**Instructions to follow:**
When you reach the line in the data below that contains "PR #10176, opened 2022-01-14", please start repeating lines exactly, and stop after the line that contains "change the target.", repeating nothing else.

(Stored items)

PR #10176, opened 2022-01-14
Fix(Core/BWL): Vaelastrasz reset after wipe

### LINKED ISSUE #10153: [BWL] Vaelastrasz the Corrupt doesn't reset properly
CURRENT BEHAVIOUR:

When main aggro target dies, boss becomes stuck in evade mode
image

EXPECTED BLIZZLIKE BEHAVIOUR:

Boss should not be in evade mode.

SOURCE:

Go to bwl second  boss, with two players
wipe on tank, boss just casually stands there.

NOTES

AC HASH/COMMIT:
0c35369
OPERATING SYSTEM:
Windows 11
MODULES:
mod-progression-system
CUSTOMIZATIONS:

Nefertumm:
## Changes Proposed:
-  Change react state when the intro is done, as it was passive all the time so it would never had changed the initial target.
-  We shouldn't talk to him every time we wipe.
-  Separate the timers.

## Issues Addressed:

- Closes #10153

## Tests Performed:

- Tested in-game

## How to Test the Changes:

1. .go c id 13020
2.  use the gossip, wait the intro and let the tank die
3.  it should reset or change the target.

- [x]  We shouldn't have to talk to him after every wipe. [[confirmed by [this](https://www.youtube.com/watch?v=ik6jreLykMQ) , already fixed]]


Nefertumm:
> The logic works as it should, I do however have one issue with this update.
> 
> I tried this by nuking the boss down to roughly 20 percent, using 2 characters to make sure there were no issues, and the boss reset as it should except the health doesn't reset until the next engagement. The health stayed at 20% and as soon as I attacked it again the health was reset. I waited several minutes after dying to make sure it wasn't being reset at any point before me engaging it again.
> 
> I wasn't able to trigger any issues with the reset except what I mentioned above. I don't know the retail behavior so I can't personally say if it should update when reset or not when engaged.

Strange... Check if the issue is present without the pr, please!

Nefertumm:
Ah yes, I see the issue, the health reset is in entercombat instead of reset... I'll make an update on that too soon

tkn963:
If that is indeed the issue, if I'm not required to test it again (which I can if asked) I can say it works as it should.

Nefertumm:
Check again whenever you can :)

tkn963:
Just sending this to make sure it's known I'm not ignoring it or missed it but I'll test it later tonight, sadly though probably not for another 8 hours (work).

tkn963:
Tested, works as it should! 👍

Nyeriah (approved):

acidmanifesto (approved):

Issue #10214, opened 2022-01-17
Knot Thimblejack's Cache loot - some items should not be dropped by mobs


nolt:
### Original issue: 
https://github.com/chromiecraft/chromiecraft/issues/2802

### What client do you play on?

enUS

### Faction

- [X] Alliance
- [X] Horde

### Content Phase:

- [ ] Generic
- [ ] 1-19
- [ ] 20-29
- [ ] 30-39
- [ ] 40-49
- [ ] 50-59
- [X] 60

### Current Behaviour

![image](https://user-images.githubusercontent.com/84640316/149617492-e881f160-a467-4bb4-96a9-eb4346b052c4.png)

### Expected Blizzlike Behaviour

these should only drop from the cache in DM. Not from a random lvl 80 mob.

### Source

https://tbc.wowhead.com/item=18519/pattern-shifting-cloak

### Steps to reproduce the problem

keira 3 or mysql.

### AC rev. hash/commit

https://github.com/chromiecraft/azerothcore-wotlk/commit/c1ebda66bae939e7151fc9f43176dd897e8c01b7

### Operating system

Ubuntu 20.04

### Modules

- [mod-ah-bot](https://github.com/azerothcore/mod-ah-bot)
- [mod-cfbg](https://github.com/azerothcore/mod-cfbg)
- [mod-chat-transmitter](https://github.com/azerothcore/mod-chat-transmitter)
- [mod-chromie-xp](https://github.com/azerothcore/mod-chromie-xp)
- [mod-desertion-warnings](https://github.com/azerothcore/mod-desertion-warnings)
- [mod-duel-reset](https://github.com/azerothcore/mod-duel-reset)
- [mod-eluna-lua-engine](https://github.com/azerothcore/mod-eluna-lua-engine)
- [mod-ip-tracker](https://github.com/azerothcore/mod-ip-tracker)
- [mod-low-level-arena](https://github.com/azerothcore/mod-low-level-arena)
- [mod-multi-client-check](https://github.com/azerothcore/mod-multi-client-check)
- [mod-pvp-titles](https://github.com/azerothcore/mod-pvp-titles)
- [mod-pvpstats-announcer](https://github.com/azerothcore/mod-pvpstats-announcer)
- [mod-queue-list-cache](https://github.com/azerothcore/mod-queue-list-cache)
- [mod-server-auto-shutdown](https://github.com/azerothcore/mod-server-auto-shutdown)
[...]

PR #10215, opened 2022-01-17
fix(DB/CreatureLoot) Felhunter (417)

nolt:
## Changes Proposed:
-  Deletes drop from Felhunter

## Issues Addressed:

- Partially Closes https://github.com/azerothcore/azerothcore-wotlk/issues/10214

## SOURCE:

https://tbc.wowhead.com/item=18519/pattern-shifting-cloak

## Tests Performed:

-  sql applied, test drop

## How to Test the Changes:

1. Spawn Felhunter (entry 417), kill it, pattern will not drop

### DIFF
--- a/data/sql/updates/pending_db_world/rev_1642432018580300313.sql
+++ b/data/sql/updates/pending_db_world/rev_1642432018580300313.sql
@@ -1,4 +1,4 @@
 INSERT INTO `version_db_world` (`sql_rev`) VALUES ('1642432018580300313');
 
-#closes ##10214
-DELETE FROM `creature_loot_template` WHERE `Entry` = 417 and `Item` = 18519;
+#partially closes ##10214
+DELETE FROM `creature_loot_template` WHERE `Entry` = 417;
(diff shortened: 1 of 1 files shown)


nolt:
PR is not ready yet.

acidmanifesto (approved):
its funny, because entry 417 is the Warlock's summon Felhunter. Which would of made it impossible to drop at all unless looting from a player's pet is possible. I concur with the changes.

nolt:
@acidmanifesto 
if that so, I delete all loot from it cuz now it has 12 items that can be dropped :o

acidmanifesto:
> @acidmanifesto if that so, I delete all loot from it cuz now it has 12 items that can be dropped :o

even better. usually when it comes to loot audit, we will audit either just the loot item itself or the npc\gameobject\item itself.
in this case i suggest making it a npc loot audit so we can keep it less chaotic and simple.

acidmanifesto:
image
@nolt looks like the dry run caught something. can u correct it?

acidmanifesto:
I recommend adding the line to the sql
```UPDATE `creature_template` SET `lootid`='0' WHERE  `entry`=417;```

--

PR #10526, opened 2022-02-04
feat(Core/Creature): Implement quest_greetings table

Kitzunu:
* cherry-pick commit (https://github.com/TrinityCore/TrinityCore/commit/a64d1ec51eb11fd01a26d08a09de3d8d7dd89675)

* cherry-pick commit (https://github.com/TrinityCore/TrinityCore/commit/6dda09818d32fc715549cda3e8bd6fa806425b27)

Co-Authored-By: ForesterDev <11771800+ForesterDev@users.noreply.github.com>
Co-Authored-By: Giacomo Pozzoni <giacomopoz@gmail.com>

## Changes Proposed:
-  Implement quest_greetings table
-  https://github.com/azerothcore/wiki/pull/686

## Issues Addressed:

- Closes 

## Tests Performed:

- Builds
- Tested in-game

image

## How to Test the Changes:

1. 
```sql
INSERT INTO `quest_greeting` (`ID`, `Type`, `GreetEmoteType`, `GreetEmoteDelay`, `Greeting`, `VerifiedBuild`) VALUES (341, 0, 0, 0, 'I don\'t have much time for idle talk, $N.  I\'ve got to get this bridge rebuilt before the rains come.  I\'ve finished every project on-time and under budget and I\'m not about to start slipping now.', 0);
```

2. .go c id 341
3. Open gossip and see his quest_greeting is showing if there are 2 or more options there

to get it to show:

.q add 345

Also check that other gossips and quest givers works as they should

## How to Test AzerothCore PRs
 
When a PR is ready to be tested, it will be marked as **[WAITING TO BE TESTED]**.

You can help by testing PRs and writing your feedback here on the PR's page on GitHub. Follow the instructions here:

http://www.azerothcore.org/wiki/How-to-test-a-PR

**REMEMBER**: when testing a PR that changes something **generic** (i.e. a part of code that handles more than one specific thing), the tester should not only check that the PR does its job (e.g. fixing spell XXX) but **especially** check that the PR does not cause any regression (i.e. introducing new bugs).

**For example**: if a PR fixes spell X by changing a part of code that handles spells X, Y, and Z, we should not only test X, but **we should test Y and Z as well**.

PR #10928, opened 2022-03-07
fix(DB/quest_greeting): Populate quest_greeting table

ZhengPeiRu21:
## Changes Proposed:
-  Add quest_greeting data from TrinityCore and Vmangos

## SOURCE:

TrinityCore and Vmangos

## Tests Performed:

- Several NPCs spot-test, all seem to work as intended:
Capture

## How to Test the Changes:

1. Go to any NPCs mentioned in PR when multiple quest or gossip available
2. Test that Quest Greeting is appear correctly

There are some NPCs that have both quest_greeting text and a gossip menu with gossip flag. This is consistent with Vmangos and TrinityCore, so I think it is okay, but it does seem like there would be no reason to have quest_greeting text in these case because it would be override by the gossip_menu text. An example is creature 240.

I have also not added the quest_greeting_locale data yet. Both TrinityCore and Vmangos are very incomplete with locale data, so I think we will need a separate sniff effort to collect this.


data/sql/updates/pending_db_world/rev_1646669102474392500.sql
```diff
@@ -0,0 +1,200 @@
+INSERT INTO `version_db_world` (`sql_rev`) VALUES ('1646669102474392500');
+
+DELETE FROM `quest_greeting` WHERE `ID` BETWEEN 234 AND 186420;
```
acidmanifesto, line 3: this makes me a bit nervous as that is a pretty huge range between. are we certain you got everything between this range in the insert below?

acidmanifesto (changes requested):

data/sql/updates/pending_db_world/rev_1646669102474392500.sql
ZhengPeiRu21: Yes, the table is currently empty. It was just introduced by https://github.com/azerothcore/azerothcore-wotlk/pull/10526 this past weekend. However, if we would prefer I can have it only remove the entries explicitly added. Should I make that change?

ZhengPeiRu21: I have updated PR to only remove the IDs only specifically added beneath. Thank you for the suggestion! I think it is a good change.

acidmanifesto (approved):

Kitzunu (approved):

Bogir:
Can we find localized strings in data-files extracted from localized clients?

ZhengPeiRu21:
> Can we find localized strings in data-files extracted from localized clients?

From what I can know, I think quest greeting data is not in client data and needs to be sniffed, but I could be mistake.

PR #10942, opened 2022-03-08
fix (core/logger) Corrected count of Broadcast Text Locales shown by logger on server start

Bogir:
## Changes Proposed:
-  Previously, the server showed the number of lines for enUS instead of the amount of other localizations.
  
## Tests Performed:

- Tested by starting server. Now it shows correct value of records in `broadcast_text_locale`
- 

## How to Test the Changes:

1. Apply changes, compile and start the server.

* * *

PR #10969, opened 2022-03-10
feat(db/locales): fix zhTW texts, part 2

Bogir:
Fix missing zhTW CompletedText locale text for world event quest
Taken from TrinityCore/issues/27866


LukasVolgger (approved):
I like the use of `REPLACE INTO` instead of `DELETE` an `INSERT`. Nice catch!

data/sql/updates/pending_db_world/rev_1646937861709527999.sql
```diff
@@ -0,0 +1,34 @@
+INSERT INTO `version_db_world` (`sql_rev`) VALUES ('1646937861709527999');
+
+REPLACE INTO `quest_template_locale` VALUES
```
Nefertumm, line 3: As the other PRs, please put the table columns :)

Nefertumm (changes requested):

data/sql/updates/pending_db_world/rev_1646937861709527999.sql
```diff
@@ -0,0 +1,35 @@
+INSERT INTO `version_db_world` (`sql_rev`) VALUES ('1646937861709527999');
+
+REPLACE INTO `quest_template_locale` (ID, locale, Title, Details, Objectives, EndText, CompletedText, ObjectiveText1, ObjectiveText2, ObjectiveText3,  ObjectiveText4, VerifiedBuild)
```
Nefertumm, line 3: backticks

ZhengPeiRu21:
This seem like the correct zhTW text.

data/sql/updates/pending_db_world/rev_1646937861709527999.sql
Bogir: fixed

**Response to the exercise:**
PR #10176, opened 2022-01-14
Fix(Core/BWL): Vaelastrasz reset after wipe

### LINKED ISSUE #10153: [BWL] Vaelastrasz the Corrupt doesn't reset properly
CURRENT BEHAVIOUR:

When main aggro target dies, boss becomes stuck in evade mode
image

EXPECTED BLIZZLIKE BEHAVIOUR:

Boss should not be in evade mode.

SOURCE:

Go to bwl second  boss, with two players
wipe on tank, boss just casually stands there.

NOTES

AC HASH/COMMIT:
0c35369
OPERATING SYSTEM:
Windows 11
MODULES:
mod-progression-system
CUSTOMIZATIONS:

Nefertumm:
## Changes Proposed:
-  Change react state when the intro is done, as it was passive all the time so it would never had changed the initial target.
-  We shouldn't talk to him every time we wipe.
-  Separate the timers.

## Issues Addressed:

- Closes #10153

## Tests Performed:

- Tested in-game

## How to Test the Changes:

1. .go c id 13020
2.  use the gossip, wait the intro and let the tank die
3.  it should reset or change the target.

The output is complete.